PR #3952, opened 2022-03-10
chore: refine error report text

magic-akari:
**Description:**

**BREAKING CHANGE:**

### DIFF
--- a/crates/swc/tests/errors/lints/const-assign/1/output.swc-stderr
+++ b/crates/swc/tests/errors/lints/const-assign/1/output.swc-stderr
@@ -1,12 +1,12 @@
-error: Cannot reassign to a variable declared with `const`
- 
-  |
-5 | a = 600;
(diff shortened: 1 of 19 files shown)


kdy1:
How do you think about https://github.com/swc-project/swc/pull/3946?
Or alternatively, updating emitter writer to match recent version of rustc

kdy1 (approved):
LGTM, regardless of the new error reporter.

Thank you!

---

swc-bump:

What to produce:
Write out the entries above word for word.

Exercise solution:
PR #3952, opened 2022-03-10
chore: refine error report text

magic-akari:
**Description:**

**BREAKING CHANGE:**

### DIFF
--- a/crates/swc/tests/errors/lints/const-assign/1/output.swc-stderr
+++ b/crates/swc/tests/errors/lints/const-assign/1/output.swc-stderr
@@ -1,12 +1,12 @@
-error: Cannot reassign to a variable declared with `const`
- 
-  |
-5 | a = 600;
(diff shortened: 1 of 19 files shown)


kdy1:
How do you think about https://github.com/swc-project/swc/pull/3946?
Or alternatively, updating emitter writer to match recent version of rustc

kdy1 (approved):
LGTM, regardless of the new error reporter.

Thank you!

---

swc-bump:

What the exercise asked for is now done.